= Supplied entries =
Issue #874, opened 2016-08-08
Worker process invocation on .NET Core is broken


rainersigwald:
In what is likely a regression from #859, `dotnet MSBuild.exe /m` fails when it tries to spawn a worker node, emitting:

```
The specified deps.json [O:\msbuild\bin\Bootstrap\MSBuild.deps.json] does not exist
```

And hanging forever.

rainersigwald:
Should be fixed by #881.

PR #875, opened 2016-08-08
Disable multiprocess build (work around #874)

rainersigwald:
It's not entirely clear why yet, but when MSBuild tries to spawn another
node, it emits

```
The specified deps.json [O:\msbuild\bin\Bootstrap\MSBuild.deps.json] does
not exist
```

And hangs. Disabling to get clean CI builds while debugging.


jeffkl:
LGTM, can't wait to find out what caused the issue...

= Task prompt =
Only the lines from the one with "PR #875, opened 2016-08-08" through the final line above belong in the answer, each reproduced word for word.

= Result for this exercise =
PR #875, opened 2016-08-08
Disable multiprocess build (work around #874)

rainersigwald:
It's not entirely clear why yet, but when MSBuild tries to spawn another
node, it emits

```
The specified deps.json [O:\msbuild\bin\Bootstrap\MSBuild.deps.json] does
not exist
```

And hangs. Disabling to get clean CI builds while debugging.


jeffkl:
LGTM, can't wait to find out what caused the issue...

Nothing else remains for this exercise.